- INSTRUCTIONS FOR THE TASK -
Retype each line exactly as it stands, beginning at the first line of the material and finishing with the line that contains "- Future work, use".

- GIVEN ENTRIES -
PR #407, opened 2021-10-07
Adding chip applicability check to filter off unsupported architectures

jerryyin:
In this PR, I focus mostly on refactoring:
 - Added the new applicability filter on chip architectures.
 - Did a fair amount of refactoring to decouple applicability and parsing.
   - Future work, use a dedicated component instead of conv2d generator to judge if the config is valid
 - Fix `mlir-miopen-driver` such that it does rely on the command line options to initialize in all scenarios
 - Fix `mlir-miopen-lib` such that it doesn't try to parse in the lowering stages, and scoped parsing to only handle creation stage.


mlir/include/mlir/Dialect/MIOpen/Generator/Conv2dGenerator.h
```diff
@@ -77,9 +80,6 @@ class Conv2dGenerator {
 
   void flipXdlops();
 
-  static Optional<miopen::ConvOpType> getOpForName(const StringRef name);
```
krzysz00, line 80: Thanks for catching the old method declarations

mlir/lib/Dialect/MIOpen/Generator/Conv2dGenerator.cpp
```diff
@@ -98,7 +101,7 @@ LogicalResult hasDimensions(const llvm::StringMap<int64_t> &map,
 
 } // namespace
 
-LogicalResult Conv2dGenerator::isValidConvolution() const {
+LogicalResult Conv2dGenerator::isValidDimension() const {
```
krzysz00: Might be better to rename to something like hasValidProblem() ?

mlir/lib/Dialect/MIOpen/Generator/Conv2dGenerator.cpp
```diff
@@ -197,6 +200,21 @@ LogicalResult Conv2dGenerator::isValidConvolution() const {
...
+  // We support xdlops iff it is a gfx908 chip, fail otherwise
+  if (config.xdlops && config.chip != "gfx908")
+    return failure();
+
+  // We support up to gfx908 for nonxdlops algorithm
+  // For example, both gfx90a and gfx1030 are unsupported now
+  unsigned int chipHexNumber = 0;
+  sscanf(config.chip.c_str(), "gfx%x", &chipHexNumber);
+  if (chipHexNumber > 0x908)
+    return failure();
```
krzysz00, line 227: Since we're here, might as well reject chips older than 0x900, which'll also catch a sscanf() failure?

mlir/lib/Dialect/MIOpen/Generator/Conv2dGenerator.cpp
```diff
@@ -280,65 +298,77 @@ LogicalResult Conv2dGenerator::parseConvConfig(const char *arguments) {
...
+      setting = argMap[key];
+    }
+  };
+
+  std::string arch;
+  strToStr("arch", arch);
+  IsaNameParser parser(arch);
+  auto status =
+      parser.parseIsaName(config.chip, config.triple, config.features);
+  if (status.failed()) {
```
krzysz00: Maybe this could be an `if(failed(parser.parseIsaName(...)))`?

mlir/lib/Dialect/MIOpen/Generator/Conv2dGenerator.cpp
```diff
@@ -280,65 +298,77 @@ LogicalResult Conv2dGenerator::parseConvConfig(const char *arguments) {
...
+      argMap["out_layout"], std::string("NGCHW"), std::string("ngkhw"));
+
+  // Determine tensor dimensions.
+  status = parseConvDims(strToLong("batchsize"), strToLong("groupsize"),
                          strToLong("in_channels"), strToLong("in_h"),
                          strToLong("in_w"), strToLong("out_channels"),
                          strToLong("out_h"), strToLong("out_w"),
                          strToLong("fil_w"), strToLong("fil_h"));
+
+  if (status.failed()) {
```
krzysz00, line 380: On the other hand, having a `status =` makes sense here.

mlir/test/mlir-miopen-lib/applicability/chip.mlir
```diff
@@ -0,0 +1,9 @@
+// RUN: mlir-miopen-lib-test --args " --x2 1 --operation conv2d --arch amdgcn-amd-amdhsa:gfx900 --num_cu 64 --in_type fp32 --fil_type fp32 --out_type fp32 --fil_layout GNCHW --in_layout NGCHW --out_layout NGCHW --batchsize 64 --in_channels 1024 --out_channels 1024 --in_h 14 --in_w 14 --out_h 14 --out_w 14 --fil_h 1 --fil_w 1 --dilation_h 1 --dilation_w 1 --conv_stride_h 1 --conv_stride_w 1 --padding_h 0 --padding_w 0 --kernel_name conv2d_nchw_kcyx_nkhw --groupsize 1" --option tuningparams; test $? -eq 0 || echo "expected failure" | FileCheck %s --check-prefix=GFX900_NO_XDLOPS
```
krzysz00: I think the "expected failure" case can be handled with `not` , that is `// RUN: not mlir-miopen-lib-test --args ...`

That'll let us get rid of the FileCheck calls and the echo

mlir/tools/mlir-miopen-driver/mlir-miopen-driver.cpp
```diff
@@ -2588,30 +2589,54 @@ int main(int argc, char **argv) {
...
 
+  // TODO: Extract isValid check to be its own component
+  auto status = conv2dGenerator.isValidDimension();
+  if (failed(status)) {
+    llvm::errs() << "Invalid convolution dimension\n";
+    exit(1);
+  }
+
+  status = conv2dGenerator.isValidChip();
+  if (failed(status)) {
```
krzysz00: I think this can be moved into the if, same for the other validity check. That is, `if(failed(conv2dGenerator.isValidChip())` as the test.

krzysz00 (commented):
I've mainly got nitpicks, overall this all makes sense.

(I'm willing to approve even if you don't like my feedback)

jerryyin:
> (I'm willing to approve even if you don't like my feedback)

Pleas wait till I addressed all feedback to give the approve. I indeed like mostly all the feedbacks you give. Thanks for catching these!

krzysz00:
> I indeed like mostly all the feedbacks you give. Thanks for catching these!
Thank you!

My comment was more an indication that I didn't see anything _incorrect_ in here, just the sort of thing where people might disagree, and so "no, I don't like that change" wasn't going to be a barrier to an approve.

mlir/lib/Dialect/MIOpen/Generator/Conv2dGenerator.cpp
jerryyin: I kept the old naming so that it isn't too generic. `hasValidProblem()` is almost as generic as the top level function `isApplicable()`

mlir/test/mlir-miopen-lib/applicability/chip.mlir
jerryyin: Thanks for letting me know of it, very convenient!

mlir/lib/Dialect/MIOpen/Generator/Conv2dGenerator.cpp
jerryyin: Agreed, addressed in 07e2608

mlir/test/mlir-miopen-lib/applicability/chip.mlir
```diff
@@ -0,0 +1,10 @@
+// Note: The below are unsupported case and guarantee that a non zero return code is populated
+
+// Xdlops support gfx908 only
+// RUN: ! mlir-miopen-lib-test --args " --x2 1 --operation conv2d --arch amdgcn-amd-amdhsa:gfx900 --num_cu 64 --in_type fp32 --fil_type fp32 --out_type fp32 --fil_layout GNCHW --in_layout NGCHW --out_layout NGCHW --batchsize 64 --in_channels 1024 --out_channels 1024 --in_h 14 --in_w 14 --out_h 14 --out_w 14 --fil_h 1 --fil_w 1 --dilation_h 1 --dilation_w 1 --conv_stride_h 1 --conv_stride_w 1 --padding_h 0 --padding_w 0 --kernel_name conv2d_nchw_kcyx_nkhw --groupsize 1" --option tuningparams
```
krzysz00, line 4: I didn't know you can write `not` as `!` in lit tests

Cool

mlir/include/mlir/Dialect/MIOpen/Generator/Conv2dGenerator.h
```diff
@@ -127,6 +126,8 @@ class Conv2dGenerator {
     return permutation;
   }
   int getBwdDataKernelCount() const;
+  LogicalResult isValidDimension() const;
```
krzysz00: My one complaint is that it feels like the name should be `hasValidDimension()` (and also `hasValidChip()` below) since those make the code more grammatical for me. That is, "if is applicable" makes sense (and its out of context "if generator is applicable", but not "if generator is valid dimension", which I'd prefer to be "if generator has valid dimension"

krzysz00 (approved):
LGTM, aside from some minor nitpicking about names you can address or not

mlir/test/mlir-miopen-lib/applicability/chip.mlir
jerryyin: I thought ! is the only way for logical not, [here](https://bash.cyberciti.biz/guide/Logical_Not_!).

krzysz00: The llvm testsuite provides `not`, which probably has the side effect of being less platform-dependent https://llvm.org/docs/TestingGuide.html#other-features

mlir/include/mlir/Dialect/MIOpen/Generator/Conv2dGenerator.h
jerryyin: Fair enough. I had the naming almost with the mindset of calling those functions from another component.

I feel like conv2d generator component does much more than it should have and it should be:
 - conv2d config/descriptor - the data structure that carry information to describe a conv2d
 - conv2d parser - that only parse conv2d configs to a descriptor
 - conv2d checker - that validate the parsed result
 - conv2d generator - that does only generation

Whereas now we sort of coupled everything together in one class.

mlir/test/mlir-miopen-lib/applicability/chip.mlir
jerryyin: Ha, didn't know that

mlir/include/mlir/Dialect/MIOpen/Generator/Conv2dGenerator.h
krzysz00: Yeah, agreed

It doesn't help that we don't carry that descriptor around much - it's mainly used to create the conv2d op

- EXERCISE OUTPUT -
PR #407, opened 2021-10-07
Adding chip applicability check to filter off unsupported architectures

jerryyin:
In this PR, I focus mostly on refactoring:
 - Added the new applicability filter on chip architectures.
 - Did a fair amount of refactoring to decouple applicability and parsing.
   - Future work, use a dedicated component instead of conv2d generator to judge if the config is valid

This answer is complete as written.